Hooray, excellent, bravo, and thanks for your sleuthing.

~Malcolm

> -----Original Message-----
> From: seandavi at gmail.com [mailto:seandavi at gmail.com] On Behalf Of Sean
> Davis
> Sent: Saturday, October 08, 2011 6:09 PM
> To: Cook, Malcolm
> Cc: Jack Zhu; bioc-devel at r-project.org
> Subject: Re: [Bioc-devel] SRAdb missing runs
> 
> On Fri, Oct 7, 2011 at 11:28 PM, Cook, Malcolm <MEC at stowers.org> wrote:
> > Jack & Sean,
> >
> > I just checked and found that the latest version of SRAdb released is
> SRAdb_1.6.0   for R version 2.13.1.
> 
> Hi, Malcolm.
> 
> You probably will not need to update SRAdb package immediately.  In
> order to address the questions you have below, it should suffice to
> update the database using getSRAdbFile().
> 
> > Is there anything I can do to avail myself of you changes short of running
> with development R/BioC (or putting rewrite rules in my proxy ;)?
> >
> > Has NCBI acknowledged the issue you reported as being on their side?
> 
> They looked a few days later and did not find the problem.  Upon
> updating our database locally, the problem appeared to be fixed.
> 
> > I am faced again with this problem, on a different SRA study (this being the
> 2nd time I've wanted to use SRAdb).
> >
> > Would you be able to confirm for me that using the XML from EBI fixes the
> issue for the following study? (Of course, I understand if not)
> >
> > I find that no rows are returned by
> >        sqliteQuickSQL(sra_con,'select * from study where study_accession =
> "SRP004442"')
> >
> 
> Using the SRAdb database file downloaded today and built on
> 2011-10-04, this query returns 1 row.
> 
> Thanks for your patience, Malcolm.
> 
> Sean
> 
> >
> >> -----Original Message-----
> >> From: yuelin at gmail.com [mailto:yuelin at gmail.com] On Behalf Of Jack
> Zhu
> >> Sent: Tuesday, October 04, 2011 4:10 PM
> >> To: Sean Davis
> >> Cc: Cook, Malcolm; bioc-devel at r-project.org
> >> Subject: Re: [Bioc-devel] SRAdb missing runs
> >>
> >> Hi Malcolm,
> >>
> >> Recently one other user also found missing SRA records in the SRAdb
> >> database.  I looked into the problem and  it looks like the problems
> >> was with the xml files on the NCBI SRA ftp
> >> site.

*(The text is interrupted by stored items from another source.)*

PR #128, opened 2025-06-25
Rewrite Academy in asyncio

### LINKED ISSUE #100: Switch to async model for agent communication
Concurrent communication is currently handled entirely through threads. This makes debugging a pain and is generally better suited for asyncio. However, we don't want to force user `Behavior`s into be async (but it would be nice to support both).

Switching to an async model would require the following changes:
- `Exchange` methods becomes async. Not too tricky because the exchange methods are really only used internally within other interfaces---just lots of code to touch.
- `Agent` becomes async. Again not to tricky because its all internal code and makes a lot of the threading headaches go away. Actions can still be submitted to a thread pool with `asynio.run_in_executor()` and we could more easily support sync and async actions/loops.
- `Handle` needs to internally call the async methods of the `Exchange` while still being a synchronous interface. This is the trickier one. We may need to follow Dask's stra for calling async code [distributed/distributed/utils.py at main · dask/distributed](https://github.com/dask/distributed/blob/main/distributed/utils.py#L444).

gpauloski:
# Description

This is a rewrite of Academy to use asyncio, which is generally more suitable for the I/O bound, asynchronous programming model that Academy uses. (This is a followup to #119 which did a fair amount of prep work for this PR.)

The underlying motivation for this change is to avoid the significant use of background threads for communication which were a headache for debugging and setup/teardown of resources.

Summary of changes:
* Agents, handles, exchanges, launcher, manager are now async
* Low-level socket utilities are consolidated to `academy.socket` and all async now
* Listener/server threads in exchange transports and clients are now asyncio Tasks that are cancelled when resources are closed.
* Tests are now much faster without starting/joining threads everywhere :)
* Agent:
  * Changed `terminate_on_exit` to `terminate_on_success`
  * Actions and control loops are executed as tasks in agent's event loop
* Handles:
  * Removed `mailbox_id` param of `BoundRemoteHandle` which can be inferred from `transport.mailbox_id`
  * Renamed `Handle.mailbox_id` to `Handle.client_id`
  * Renamed `BoundRemoteHandle` to `RemoteHandle`
* Launcher
  * Wrapper functions submitted to launchers now create an event loop to run the agent
  * asyncio Tasks are used to submit functions to executors and handle the results, greatly reducing the state the launcher needs to track in the ACBs
* Manager
  * Added `from_exchange_factory()` class method which registers a unique client for the manager

### Fixes

- Fixes #100

### Type of Change

- [ ] New feature (non-breaking change which adds functionality)
- [ ] Refactoring (internal implementation changes)
- [ ] Documentation update (no changes to the code)
- [ ] CI change (changes to CI workflows, packages, templates, etc.)
- [ ] Version changes (changes to the package or dependency versions)

## Testing

All tests updated and examples.

## Pull Request Checklist


x42005e1f:
Hello. I saw that you used the queues from my [aiologic](https://github.com/x42005e1f/aiologic) package in this PR. Thank you for your trust, but that led me to ask: why not [culsans](https://github.com/x42005e1f/culsans) queues? Unlike aiologic queues, they have full compatibility with standard Python 3.13+ queues (including the `shutdown()` method) and are covered by tests from the CPython repository.

Is the choice related to performance targeting? Or with the age of the last commit? Or is it about something else?

gpauloski:
Thanks for the detailed writeup! The discussion thread is very helpful and answered all of my questions.

I will give culsans a try :)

So I modified the package and switched the main downloading
> >> source of the SRA xml files to EBI.  It seems working now.  Please let
> >> me know if you still see any problems.  Thanks.
> >>
> >> Jack
> >>
> >>
> >> On 19 September 2011 08:41, Sean Davis <sdavis2 at mail.nih.gov> wrote:
> >> > Hi, Malcolm.  I submitted a ticket to SRA.  They have assigned the
> >> > ticket already.  We'll keep you updated on the outcome as it
> >> > definitely impacts the utilization of SRA by us (SRAdb) and others.
> >> >
> >> > Sean
> >> >
> >> >
> >> > On Mon, Sep 19, 2011 at 8:25 AM, Cook, Malcolm <MEC at stowers.org>
> >> wrote:
> >> >> Jack,
> >> >>
> >> >> Thanks for the reply.
> >> >>
> >> >> I'm actually not that savvy about the internals of SRA and GEO at
> >> NCBI.  I've cobbled my first submission RNA-SEQ submission to GEO,
> which in
> >> turn submits to SRA.  The reads in question are from modEnccode project
> >> which submits to GEO which submits to SRA.  I've not tried to deconstruct
> the
> >> reason why some of these files have gone missing from the XML.   Do you
> >> think this is something to report to modEncde, GEO, NCBI?
> >> >>
> >> >> Cheers,
> >> >>
> >> >> Malcolm
> >> >>
> >> >> ________________________________________
> >> >> From: yuelin at gmail.com [yuelin at gmail.com] On Behalf Of Jack Zhu
> >> [zhujack at mail.nih.gov]
> >> >> Sent: Friday, September 16, 2011 10:21 PM
> >> >> To: Cook, Malcolm
> >> >> Cc: bioc-devel at r-project.org; Sean Davis
> >> >> Subject: Re: [Bioc-devel] SRAdb missing runs
> >> >>
> >> >> Hi Malcolm,
> >> >>
> >> >> I am really sorry that I missed your post, but thank you very much for
> >> >> the report.
> >> >>
> >> >> I have reproduced the problem you found.  I did a little bit study, it
> >> >> looks like the problem of missing runs in the SRAdb is caused by
> >> >> failure updating of the XML files by the NCBI.
> >> >>
> >> >> As you know all the data in the SRAdb is from NCBI SRA XML files,
> >> >> which are downloaded from the NCBI ftp site
> >> >> (ftp://ftp.ncbi.nih.gov/sra/Submissions/).  As shown in this page,
> >> >> http://www.ncbi.nlm.nih.gov/sra/SRX032508, SRR07443 was
> submitted
> >> >> through SRA010243. Unfortunately the SRA010243 XML file on the
> NCBI
> >> >> ftp site ( ftp://ftp.ncbi.nih.gov/sra/Submissions/SRA010/SRA010243/)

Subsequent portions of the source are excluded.